Marin-Kuan M, Ehrlich V, Delatour T, Cavin C, Schilter B
Chemical Food Safety Group, Quality & Safety Department, Nestlé Research Center, P.O. Box 44, Vers-chez-les-Blanc, 1000 Lausanne 26, Switzerland.
J Toxicol. 2011;2011:645361. doi: 10.1155/2011/645361. Epub 2011 Jun 22.
The in vitro and in vivo evidence compatible with a role for oxidative stress in OTA carcinogenicity has been collected and described. Several potential oxido-reduction mechanisms have been identified in the past. More recently, the possibility of a reduction of cellular antioxidant defense has been raised as an indirect source of oxidative stress. Consequences resulting from the production of oxidative stress are observed at different levels. First, OTA exposure has been associated with increased levels of oxidative DNA, lipid, and protein damage. Second, various biological processes known to be mobilized under oxidative stress were shown to be altered by OTA. These effects have been observed in both in vitro and in vivo test systems. In vivo, active doses were often within doses documented to induce renal tumors in rats. In conclusion, the evidence for the induction of an oxidative stress response resulting from OTA exposure can be considered strong. Because the contribution of the oxidative stress response in the development of cancers is well established, a role in OTA carcinogenicity is plausible. Altogether, the data reviewed above support the application of a threshold-based approach to establish safe level of dietary human exposure to OTA.

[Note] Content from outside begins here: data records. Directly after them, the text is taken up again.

PR #4335, opened 2023-03-08
Extend Utils package

magdalenaan:
related https://github.com/telerik/kendo-themes-private/issues/84
related https://github.com/telerik/kendo-themes-private/issues/77

DO NOT MERGE until the `utils-extend-docs` branch is rebased with this one, taking the last changes.

### DIFF
--- a/packages/utils/scss/_variables.scss
+++ b/packages/utils/scss/_variables.scss
@@ -102,14 +102,32 @@ $kendo-utils: (
         video: k-string-unquote("16 / 9")
     ),
     "container": (),
-    "columns": (),
+    "columns": (
+        1: 1,
+        2: 2,
+        3: 3,
+        4: 4,
+        5: 5,
+        6: 6,
+        7: 7,
+        8: 8,
+        9: 9,
+        10: 10,
+        11: 11,
+        12: 12,
+        auto: auto
+    ),
     "break-after": (),
     "break-before": (),
     "break-inside": (),
     "box-decoration-break": (),
-    "box-sizing": (),
+    "box-sizing": (
+        border: border-box,
+        content: content-box
+    ),
     "display": (
         none,
+        contents,
         block,
         inline,
         inline-block,
@@ -119,6 +137,8 @@ $kendo-utils: (
         inline-grid,
         table,
         inline-table,
+        table-row,
+        table-cell,
         list-item
     ),
     "float": (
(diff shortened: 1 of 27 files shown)


packages/utils/scss/_mixins.scss
```diff
@@ -26,3 +26,9 @@
         }
     }
 }
+
+@mixin generate-utils-multiple( $map, $values, $function: "", $important: $kendo-important) {
+    @each $side in $map {
+        @include generate-utils( $side, $side, $values, $function: "", $important: $kendo-important );
+    }
+}
```
Juveniel, line 34: As discussed in our offline meeting, please drop this mixin and define mappings in the `_variables` file. Then, use the standard `generate-utils()` mixin to generate the classes.

packages/utils/scss/layout/_placement.scss
```diff
@@ -0,0 +1,108 @@
...
+/// This is equivalent to `left: 0;`.
+/// @name .k-pos-left
+/// @group position
+/// @contextType css
+
+@mixin kendo-utils--layout--placement() {
+    // Top / right / bottom / left
+    $kendo-utils-placement: k-map-get( $kendo-utils, "placement" ) !default;
+    $kendo-utils-placement-props: (top, right, bottom, left) !default;
+    @include generate-utils-multiple( $kendo-utils-placement-props, $kendo-utils-placement );
```
Juveniel, line 31: use `generate-utils()` here as well

packages/utils/scss/layout/_visibility.scss
```diff
@@ -5,12 +5,6 @@
...
     // Visibility utility classes
     $kendo-utils-visibility: k-map-get( $kendo-utils, "visibility" ) !default;
-    @include generate-utils( visibility, visibility, $kendo-utils-visibility );
-
-    // Legacy aliases
-    .#{$kendo-prefix}visible { @extend .#{$kendo-prefix}visibility-visible !optional; }
-    .\!#{$kendo-prefix}visible { @extend .\!#{$kendo-prefix}visibility-visible !optional; }
-    .#{$kendo-prefix}invisible { @extend .#{$kendo-prefix}visibility-hidden !optional; }
-    .\!#{$kendo-prefix}invisible { @extend .\!#{$kendo-prefix}visibility-hidden !optional; }
+    @include generate-utils( null, visibility, $kendo-utils-visibility );
```
Juveniel, line 9: we should probably not remove those ,as they are being used in the components

Juveniel (changes requested):
There are some unexpected changes in the visual previews. Please take a look and resolve them as well.

joneff:
What motivates the need to change the mixin that generates the utils? In the way it's currently changed, not setting `$kendo-prefix: null` or empty space, together with passing null as a name of utils would generate a class name starting with a dash. Something I am not particularly keen on.

packages/utils/scss/_variables.scss
```diff
@@ -3,7 +3,14 @@ $kendo-important: true !default;
...
 
-$kendo-font-sizes: () !default;
+$kendo-font-sizes: (
+    xs: 10px,
+    sm: 12px,
+    md: 14px,
+    lg: 16px,
+    xl: 20px
+
+) !default;
```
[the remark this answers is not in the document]
magdalenaan: The `$kendo-font-sizes` map is used to generate utilities for font-size - similar to the usage of the `$kendo-border-radii` map.

packages/utils/scss/common/_reset.scss
```diff
@@ -0,0 +1,75 @@
+// TODO: docs
+
+@mixin kendo-utils--common--reset() {
+
+    @if $kendo-reset {
```
joneff, line 5: I think this should be in the core package, not the utils.

joneff (commented):
@Juveniel @magdalenaan  that's my only pondering -- should the reset be part of core or utils. to me, it makes sense to be part of core.

packages/utils/scss/common/_reset.scss
Juveniel: Hmm, indeed, we should make sure to move this to the Core package, as there are arbitrary styles. @magdalenaan could you extract this in a separate PR perhaps, so that we can move forward with this one ?

Juveniel (changes requested):

Juveniel (approved):

packages/utils/scss/common/_reset.scss
Juveniel: resolved by extractring reset styles in a separate PR

PR #4358, opened 2023-03-30
Dropdowntree popup

TeyaVes:
All component's popups should have the following class- **.k-COMPONENT-popup**, e.g .k-dropdowntree-popup. We'll keep the class legacy class k-popup-dropdowntree in the themes until R3.

All products need to make sure that the popups of all dropdowns and pickers have the correct class name.

related to: https://github.com/telerik/web-components-planning/issues/208

@ag-petrov, @nenchef , @Raisolution , @jivanova , @stnikolova , @zdravkov


JoomFX:
@TeyaVes In Angular the `k-popup-dropdowntree` class is used in both the [DropDownTree](https://www.telerik.com/kendo-angular-ui/components/dropdowns/dropdowntree/) and the [MultiSelectTree](https://www.telerik.com/kendo-angular-ui/components/dropdowns/multiselecttree/).
According to [this issue](https://github.com/telerik/kendo-themes-private/issues/68), it should be the same case for React.

We can remove the `k-popup-dropdowntree` class but then we should add the same styles for both `.k-dropdowntree-popup` and `k-multiselecttree-popup`:

```
.k-popup-dropdowntree, // remove legacy class once updated in components
.k-dropdowntree-popup,
.k-multiselecttree-popup {
    ....
}
```

TeyaVes:
@JoomFX , I've added the .k-multiselecttree-popup selector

与氧化应激在OTA致癌性中所起作用相关的体外和体内证据已被收集和描述。过去已经确定了几种潜在的氧化还原机制。最近,细胞抗氧化防御能力下降作为氧化应激的间接来源这一可能性也被提出。氧化应激产生的后果在不同层面都有观察到。首先,OTA暴露与氧化DNA、脂质和蛋白质损伤水平的增加有关。其次,已知在氧化应激下被调动的各种生物过程被证明会因OTA而改变。这些效应在体外和体内测试系统中均有观察到。在体内,活性剂量通常在已记录的可诱导大鼠肾肿瘤的剂量范围内。总之,OTA暴露导致氧化应激反应的证据可以被认为是充分的。由于氧化应激反应在癌症发展中的作用已得到充分证实,因此其在OTA致癌性中发挥作用是合理的。综上所述,上述审查的数据支持采用基于阈值的方法来确定人类膳食中OTA暴露的安全水平。